Taipei, Taiwan (AP) -Taiwan’s President William Lai Ching-Te said that the massive investment of a semiconductor company in Arizona to build the “best model” for the efforts of the island of building computer chip supply lines that are not based on Chinese producers are in the concerns of the state governor-Katie-Hobbs.
Taiwan’s leading chip maker TSMC has committed 100 billion US dollars for the construction of three chip foundations, one F&E center and two packaging systems in Arizona, in addition to an earlier promise in which three chip casters in the federal state has to be built in the state, one of which has begun.
Lai and TSMC say that the latest mega investment is due to customer demand and not due to the pressure of President Donald Trump’s administration.
Trump previously said Taiwan took the US chip business away and he wanted it back.
At their meeting on Tuesday, Lai said that Taiwan and Arizona worked to build a “non -Red” losing chain that excluded suppliers from China, which threatened the military measures to assert their claims over the island.
TSMC said the development plans in the United States would not influence its work in Taiwan and that the company currently has 10,000 employees who research and develop 1.0 nanometers chips.

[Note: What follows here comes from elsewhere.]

PR #2541, opened 2025-07-18
d_a_kago almost matching

caseif:
`d_a_kago` is 99% matching with this PR. There's a single regalloc issue in `checkRoofHeight` - any input on fixing this would be much appreciated, although it seems quite stubborn based on my attempts so far.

Taiwan accounts for more than 90% of expanded computer chip production.
The United States does not recognize Taiwan as a country, but is the strongest supporter and the largest arms provider.
The news about the meeting was published on Wednesday by the official central news agency Taiwans.

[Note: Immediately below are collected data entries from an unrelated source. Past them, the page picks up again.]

PR #2551, opened 2025-07-23
Matching d_a_obj_poFire

Stbn-antier:
100% match, weak function ordering issue.
95% match on debug as well.


src/d/actor/d_a_obj_poFire.cpp
```diff
@@ -1,602 +1,418 @@
...
 void daPoFire_c::modeFireEnd() {
-    // NONMATCHING
+    for (int i = 0; i < 2; i++) {
+        JPABaseEmitter* emitter = dComIfGp_particle_getEmitter(mParticleKeys[i]);
+        if (emitter != NULL) {
+            emitter->deleteAllParticle();
+            dComIfGp_particle_levelEmitterOnEventMove(mParticleKeys[i]);
+        }
+    }
+    fopAcM_delete((fopAc_ac_c*)this);
```
hatal175: conversion needed?

src/d/actor/d_a_obj_poFire.cpp
```diff
@@ -605,103 +421,85 @@ bool daPoFire_c::eventEnd() {
...
+// #endif
 
-/* 80CB3E58-80CB3ED8 0015F8 0080+00 2/1 0/0 0/0 .text            __dt__10daPoFire_cFv */
-daPoFire_c::~daPoFire_c() {
-    // NONMATCHING
-}
+/* 80CB4050-80CB4070 -00001 0020+00 1/0 0/0 0/0 .data            l_daPoFire_Method */
+static actor_method_class l_daPoFire_Method = {
+    (process_method_func)daPoFire_Create,  (process_method_func)daPoFire_Delete,
+    (process_method_func)daPoFire_Execute, 0,
```
hatal175: NULL instead of 0

src/d/actor/d_a_obj_poFire.cpp
```diff
@@ -605,103 +421,85 @@ bool daPoFire_c::eventEnd() {
...
+    fopAcM_RegisterCreateID(daPoFire_c, i_this, "daPoFire");
+    return a_this->create();
 }
 
 /* 80CB3E3C-80CB3E58 0015DC 001C+00 1/1 0/0 0/0 .text            getFirePos__12daPoCandle_cFv */
-void daPoCandle_c::getFirePos() {
-    // NONMATCHING
-}
+cXyz daPoCandle_c::getFirePos() {
+    return static_cast<cXyz>(mFirePos);
```
hatal175, line 463: Why do you need a static_cast here?

Stbn-antier: Debug asm had a call to `cXyz::cXyz(const cXyz&)`, returning a static cast is the only way I found to match debug

PR #2560, opened 2025-07-28
d_a_bd Matching

Stbn-antier:
100% text match, weak function ordering issue.
90% match on debug as well.


src/d/actor/d_a_bd.cpp
```diff
@@ -1,1225 +1,1117 @@
...
-        {0x0, {{0x0, 0x0, 0x0}, {0xd8fbfdff, 0x3}, 0x75}}, // mObj
-        {dCcD_SE_NONE, 0x0, 0x0, 0x0, 0x0}, // mGObjAt
-        {dCcD_SE_NONE, 0x0, 0x0, 0x0, 0x2}, // mGObjTg
-        {0x0}, // mGObjCo
-    }, // mObjInf
-    {
-        {{0.0f, 0.0f, 0.0f}, 10.0f} // mSph
-    } // mSphAttr
-};
+static u8 padding[0x3D];  // Padding to align .bss
```
hatal175: I think this should be UNK_REL_DATA since I don't see you used it but deleted all the lit_1109 block

src/d/actor/d_a_bd.cpp
```diff
@@ -1,1225 +1,1117 @@
...
+    f32 var_f31;
+
+    cXyz sp8 = i_this->field_0x5C4 - player->current.pos;
+    u32 var_r28 = 0;
+    if (i_this->field_0x658 != 0 || i_this->field_0x5B6 >= 1) {
+        return;
+    }
+
+    if ((i_this->field_0x618 & 0xF) == 0) {
+        var_r28 = (u32)fpcM_Search((fopAcIt_JudgeFunc)s_a_sub, a_this);
```
hatal175: Does this need the fopAcIt_JudgeFunc conversion?

src/d/actor/d_a_bd.cpp
```diff
@@ -1,1225 +1,1117 @@
...
+    }
+
+    if (daPy_getPlayerActorClass()->checkHorseRide()) {
+        var_f30 = dComIfGp_getHorseActor()->speedF;
+    } else {
+        var_f30 = player->speedF;
+    }
+
+    var_f31 = l_HIO.mLinkDetectRange + 10.0f * fabsf(var_f30);
+    if (player->getCutType() != 0) {
```
hatal175: How about we add CUT_TYPE_NONE to this enum since I see this comparison has been done in a few more places

src/d/actor/d_a_bd.cpp
```diff
@@ -1,1225 +1,1117 @@
...
+        }
+    }
+
+    a_this->speedF = speed;
+    if ((i_this->field_0x618 & 0xF) == 0 && cM_rndF(1.0f) < 0.35f) {
+        i_this->mSound.startSound(Z2SE_BIRD_STAY, 0, -1);
+    }
+    drop_check(i_this);
+    if (i_this->field_0x658 == 0) {
+        if (fopAcM_CheckCondition(a_this, fopAcCnd_NODRAW_e) != 0) {
```
hatal175: != 0 needed?

src/d/actor/d_a_bd.cpp
```diff
@@ -1,1225 +1,1117 @@
...
+    a_this->speedF = 0.0f;
+    a_this->gravity = 0.0f;
+    a_this->speed.y = 0.0f;
+    if (i_this->field_0x64C[1] == 0) {
+        if (cM_rndF(1.0f) < 0.2f) {
+            i_this->field_0x64C[1] = (20.0f + cM_rndF(10.0f));
+        } else {
+            i_this->field_0x64C[1] = (2.0f + cM_rndF(2.0f));
+        }
+        anm_init(i_this, wait_bck[(int)cM_rndF(1.99f)], 2.0f, 0, 1.0f);
```
hatal175, line 734: I don't think you need the (int) on all the cm_rndF calls that are used as indices. It's pretty much implicit.

src/d/actor/d_a_bd.cpp
```diff
@@ -1,1225 +1,1117 @@
...
-/* 804DA444-804DA448 00012C 0004+00 0/0 0/0 0/0 .bss sInstance__32JASGlobalInstance<11Z2FxLineMgr>
- */
-#pragma push
-#pragma force_active on
-static u8 data_804DA444[4];
-#pragma pop
-
-/* 804DA448-804DA44C 000130 0004+00 0/0 0/0 0/0 .bss sInstance__31JASGlobalInstance<10Z2EnvSeMgr>
- */
-#pragma push
```
hatal175, line 1206: I think you're missing AUDIO_INSTANCES

src/d/actor/d_a_bd.cpp
Stbn-antier: UNK_REL_BSS indeed improves the matching for .bss, thanks!

src/d/actor/d_a_bd.cpp
Stbn-antier: Unfortunately I get illegal operand errors without the explicit conversion

src/d/actor/d_a_bd.cpp
Stbn-antier: Sounds good, I added it in the enum and updated the comparison where it was done

hatal175 (approved):

PR #2572, opened 2025-08-06
Misc. framework/d/ improvements

caseif:
This PR fixes some mismatches under `framework/d` with ~~a couple of~~ one TU now fully matching. I noticed that other framework classes are marked as matching for JP, but I don't have a JP ROM at the moment so I can't test this for the new matches.


config/GZ2E01/symbols.txt
```diff
@@ -2031,7 +2031,7 @@ drawDoorCommon__19renderingPlusDoor_cFPC21stage_tgsc_data_classib = .text:0x8004
 checkDispDoorS__19renderingPlusDoor_cFiif = .text:0x80040710; // type:function size:0x128 scope:global align:4
 drawNormalDoorS__19renderingPlusDoor_cFPC21stage_tgsc_data_classiib = .text:0x80040838; // type:function size:0x17C scope:global align:4
 isDrawRoomIcon__16renderingDAmap_cCFii = .text:0x800409B4; // type:function size:0x2C scope:global align:4
-isDrawIconSingle__16renderingDAmap_cCFPCQ27dTres_c6data_siibbPC3Vec = .text:0x800409E0; // type:function size:0xB4 scope:global align:4
+isDrawIconSingle__16renderingDAmap_cCFPCQ27dTres_c6data_siiibPC3Vec = .text:0x800409E0; // type:function size:0xB4 scope:global align:4
```
TakaRikka: what is the reasoning for this change? these should've been taken straight from the original map file, which says its `isDrawIconSingle__16renderingDAmap_cCFPCQ27dTres_c6data_siibbPC3Vec`

include/d/d_demo.h
```diff
@@ -164,10 +164,10 @@ class dDemo_system_c : public JStage::TSystem {
 public:
     dDemo_system_c() { mpObject = NULL; }
 
-    /* 80039AAC */ virtual ~dDemo_system_c();
     /* 80039528 */ virtual int JSGFindObject(JStage::TObject**, char const*,
                                               JStage::TEObject) const;
-    
+    /* 80039AAC */ virtual ~dDemo_system_c();
```
TakaRikka, line 169: are you sure all these virtuals should move? make sure it doesn't affect the vtable's function order

src/d/d_demo.cpp
```diff
@@ -255,7 +255,9 @@ int dDemo_actor_c::getDemoIDData(int* param_0, int* param_1, int* param_2, u16*
     return 1;
 }
 
-s16 dDemo_c::m_branchNum = 0;
+//#if DEBUG
+//s16 dDemo_c::m_branchNum = 0;
+//#endif
```
TakaRikka: why commented out?

config/GZ2E01/symbols.txt
caseif: This was previously done in #2201 before being reverted in #2203 a few days later. I assumed the reversion was just an oversight, but if the map file is a source of truth then I'll undo this since it obviously wouldn't be the correct way to match.

include/d/d_demo.h
caseif: This was the only way that I could find to fix virtual function ordering in the TU. As far as I can tell (based on the `.data` section of this TU as well as virtual function calls in `.text`) it shouldn't have broken vtable ordering, but I'm not sure if there's anything else I should check to verify.

src/d/d_demo.cpp
caseif: My bad, I meant to uncomment this before committing.

config/GZ2E01/symbols.txt
TakaRikka: yeah map file should be followed as much as possible preferably. could try making it `const bool` to see if it helps, since adding const to primitive types doesn't actually change the function signature but can effect things like regalloc

caseif: Does the map file come from the debug ROM? I'm wondering if there's a version difference that could explain it since changing it to `BOOL` fixes the mismatches so nicely.

TakaRikka: the maps are in all versions of the game except korean wii and HD, in the maps folder. there is no version difference for that symbol as far as i can tell

caseif: Ah okay, in that case I'm pretty stumped so I'll just leave it as I found it.

TakaRikka (approved):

The project is expected to create 40,000 building jobs in the next four years and tens of thousands of tech and manufacturing jobs, Hobbs’ office said in a press release sent before the meeting.
“I am enthusiastic about Arizona’s creation as an America’s center for advanced production, creates hundreds of thousands of well -paid jobs and brings billions of dollars into our state from dollar,” said Hobbs in the press release.
CNA cited Hobbs with the statement that the TSMC project “would not only contribute to the global further development of artificial intelligence and other technologies, but would also strengthen bilateral bonds”.